Information supplied START

PR #598, opened 2023-07-20
feat: rewrite test.sh to be better documented and use bash arrays

jaredallard:
Changed `test.sh` to fully document all environment variables in use.
Changed `_FLAG` and `_TAG` environment variables to use bash arrays to
ensure consistent space handling behaviour, while keeping space
splitting for pre-specified environment variables for compatability.

When passing `-v` to `TEST_FLAGS` (and in turn to `go test`) we now set
the `gotestsum` output format to be `standard-verbose` which is
equivalent to `go test -v`[1] output. Before, this was silently ignored
and frustrating to work with.

Updated the `shared/setup_docker` step to use a newer version of Docker
as the older version had issues with apt package installs (somehow?)

[1]: https://github.com/gotestyourself/gotestsum#:~:text=standard%2Dverbose%20%2D%20the%20standard%20go%20test%20%2Dv%20format.

### DIFF
--- a/shell/test.sh
+++ b/shell/test.sh
@@ -144,7 +144,7 @@ if [[ "$(git ls-files '*_test.go' | wc -l | tr -d ' ')" -gt 0 ]]; then
     # If we have -v passed as a test flag, we use the standard-verbose
     # format which is equal to 'go test -v'. Without this, we would
     # silently ignore the flag.
-    if [[ "$flag" == "-v" ]]; then
+    if [[ $flag == "-v" ]]; then
       format="standard-verbose"
     fi
   done
@@ -154,7 +154,10 @@ if [[ "$(git ls-files '*_test.go' | wc -l | tr -d ' ')" -gt 0 ]]; then
 
   # Convert TEST_TAGS into the expected format for `go test -tags`,
   # which is a comma-separated string.
-  test_tags_string=$(IFS=","; echo "${TEST_TAGS[*]}")
+  test_tags_string=$(
+    IFS=","
+    echo "${TEST_TAGS[*]}"
+  )
 
   if [[ -n $PACKAGE_TO_DEBUG ]]; then
     TESTBIN=$(mktemp)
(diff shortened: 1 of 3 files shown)


shell/test.sh
```diff
@@ -1,114 +1,193 @@
 #!/usr/bin/env bash
+# Runs tests for the current project.
+set -euo pipefail
```
jaredallard, line 3: Enabled `e` (exit on error) `u` (error on undefined env vars) `o pipefail` (fail on pipe errors). It makes bash scripts much more resilient, and also a forcing function to document env vars :D

shell/test.sh
```diff
@@ -1,114 +1,193 @@
...
-  COVER_FLAGS=${COVER_FLAGS:- -coverpkg=./... -covermode=atomic -coverprofile=/tmp/coverage.out -cover}
+# If WITH_COVERAGE is set, we pass flags to 'go test' to enable coverage
+# file generation.
+if [[ -n $WITH_COVERAGE ]]; then
+  COVER_FLAGS+=(-coverpkg=./... -covermode=atomic -coverprofile=/tmp/coverage.out -cover)
 fi
 
 testInclude="$(get_repo_directory)/scripts/test.include.sh"
 if [[ -e $testInclude ]]; then
+  info "Running project specific test file: $testInclude"
```
jaredallard, line 125: This should help make it more clear to a user when a project-specific test file is failing vs the devbase framework.

versions.yaml
```diff
@@ -2,7 +2,7 @@ grpcui: 1.3.1
 jsonnetfmt: 0.19.1
 goimports: 0.5.0
 delve: 1.20.1
-gotestsum: 1.9.0
+gotestsum: 1.10.1
```
jaredallard, line 5: Updated `gotestsum` because it didn't seem to break anything.

kaldorn (approved):
This documents the flags better.

PR #599, opened 2023-07-20
fix: only publish node client if releasing a service

joeysmithoutreach:

This change prevents a publishing node clients if the repo is not a service and therefore will not have any clients to publish.

## Jira ID

[DT-3704]

## Notes for your reviewers

[DT-3704]: https://outreach-io.atlassian.net/browse/DT-3704?atlOrigin=eyJpIjoiNWRkNTljNzYxNjVmNDY3MDlhMDU5Y2ZhYzA5YTRkZjUiLCJwIjoiZ2l0aHViLWNvbS1KU1cifQ


jaredallard (approved):
Seems reasonable. Alternatively could check if that path exists since it's less assuming of stencil-golang generating things, but we're going to nuke this code not that long from now (post-migration to github packages for npm) so I'm OK with this.

PR #600, opened 2023-07-20
feat: allow per project linters

evadnoob:
These changes allow per-project linters to be defined in a well known location. If the location exists(dir) and linters are found, they are added to the linters list.


shell/linters.sh
```diff
@@ -17,23 +17,32 @@ if [[ -n $SKIP_LINTERS ]] || [[ -n $SKIP_VALIDATE ]]; then
   exit 0
 fi
 
+# add extra, per project, linters
+linters=("$DIR/linters"/*.sh)
+if [[ -z $workspacefolder ]]; then
+    workspacefolder="$(get_repo_directory)"
+fi
```
malept, line 24: question: what is the case where `$workspacefolder` is not empty by this time in the script?

evadnoob: This was just following existing style/conventions used in other scripts, [here](https://github.com/getoutreach/devbase/blob/1c78e07d657de9cb9c1623b76a9e26745bf4e444/shell/golangci-lint.sh#L14) and [here](https://github.com/getoutreach/devbase/blob/1c78e07d657de9cb9c1623b76a9e26745bf4e444/shell/golangci-lint.sh#L13)

I kept that convention, didn't want to break pre-existing expectation

masterkidan (approved):

shell/linters.sh
```diff
@@ -17,23 +17,30 @@ if [[ -n $SKIP_LINTERS ]] || [[ -n $SKIP_VALIDATE ]]; then
   exit 0
 fi
 
+# add extra, per project, linters
```
malept, line 20: Nit: I think the commas are a bit excessive
```suggestion
# add extra (per project) linters
```

shell/linters.sh
```diff
@@ -17,23 +17,30 @@ if [[ -n $SKIP_LINTERS ]] || [[ -n $SKIP_VALIDATE ]]; then
...
+linters=("$DIR/linters"/*.sh)
+if [[ -z $workspaceFolder ]]; then
+  workspaceFolder="$(get_repo_directory)"
+fi
+if [[ -d "$workspaceFolder"/scripts/linters ]]; then
+  linters+=("${workspaceFolder}"/scripts/linters/*.sh)
```
malept, line 26: Nit: I don't think the curly braces are necessary.
```suggestion
  linters+=("$workspaceFolder"/scripts/linters/*.sh)
```

malept (commented):
This seems fine but I'd like @jaredallard to review the high level approach.

shell/linters.sh
jaredallard: It's personal styl pref of mine to always quote the entire string unless needed. So, I would also say this should be 

```suggestion
  linters+=("$workspaceFolder"/scripts/linters/"*.sh)
```

jaredallard (commented):
This LGTM, but it'd be nice to have a docs entry in [docs/linters.md](https://github.com/getoutreach/devbase/blob/main/docs/linters.md) describing this.

evadnoob:
> This LGTM, but it'd be nice to have a docs entry in [docs/linters.md](https://github.com/getoutreach/devbase/blob/main/docs/linters.md) describing this.

Added, thanks for the suggestion.

jaredallard:
> > This LGTM, but it'd be nice to have a docs entry in [docs/linters.md](https://github.com/getoutreach/devbase/blob/main/docs/linters.md) describing this.
> 
> Added, thanks for the suggestion.

I think you forgot to push?

docs/linters.md
```diff
@@ -10,3 +10,14 @@ There is currently no way to ignore files outside of the `.gitignore` file.
 
 There is currently a bash issue where the exit code is not getting detected when there is multiple commands being ran.
 The easy solution for now is to return the value 1 from the function indicating an error has occurred and terminating the `make test/lint` command that triggered it
+
+## Migrations Linter ##
```
jaredallard, line 14: Ah, I more meant adding documentation on the linter framework that was added. The migrations linter also makes sense (for Outreach internal docs), but here I think we should briefly document the per-project linters!

PR #605, opened 2023-07-27
feat: Remove OpsLevel and Prismacloud integration

jaredallard:
Removed the OpsLevel deployment notifications and maturity checking that
blocked CLI releases. Removed prismacloud security scanning and
subsequent results uploading to OpsLevel logic. Adjusted the `docker.sh`
builder to make it more clear why we still have different `docker build`
invocations.

These integrations weren't really what we wanted for devbase, but also
we're no longer using/supporting these at Outreach. So, we remove them
in hopes that we'll add something else back that's better (or not at
all!).


.circleci/config.yml
```diff
@@ -14,7 +14,6 @@ parameters:
 contexts: &contexts
   - aws-credentials
   - prismacloud-credentials
-  - opslevel-credentials
```
jaredallard, line 17: Stencil did it.

shell/ci/release/docker.sh
```diff
@@ -164,6 +148,14 @@ build_and_push_image() {
         -t "$remote_image_name:$VERSION" -t "$remote_image_name:latest" --push \
         "$buildContext"
     )
+  else
+    # When we're not on a tag, just build the docker image to verify
+    # that it is buildable.
+    info "Building Test Docker Image"
+    (
+      set -x
+      docker buildx build "${args[@]}" -t "$image" --load "$buildContext"
```
jkinkead, line 157: Any reason you're omitting `--platform`?

Maybe store common args in an array ... ?

shell/ci/release/docker.sh
```diff
@@ -164,6 +148,14 @@ build_and_push_image() {
         -t "$remote_image_name:$VERSION" -t "$remote_image_name:latest" --push \
         "$buildContext"
     )
+  else
+    # When we're not on a tag, just build the docker image to verify
+    # that it is buildable.
+    info "Building Test Docker Image"
```
jkinkead, line 154: I don't love this, because it implies that the image is used for testing. "Running Test Docker Build" maybe? "Verifying Docker Build"?

jkinkead (approved):
LGTM, a couple small nits.

jkinkead:
y u automerge

shell/ci/release/docker.sh
jaredallard: I should've expanded in a comment here. We omit `platform` because we want to do a quick validation. Though, I guess building for both platforms is a good idea, in retrospect.

shell/ci/release/docker.sh
jaredallard: I'll address this in a follow-up. Hard agree. I didn't like the phrasing much either.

Information supplied END

__Task item__: Copy each line of the listing that contains "clear".

__Solved problem__:
jaredallard, line 125: This should help make it more clear to a user when a project-specific test file is failing vs the devbase framework.
builder to make it more clear why we still have different `docker build`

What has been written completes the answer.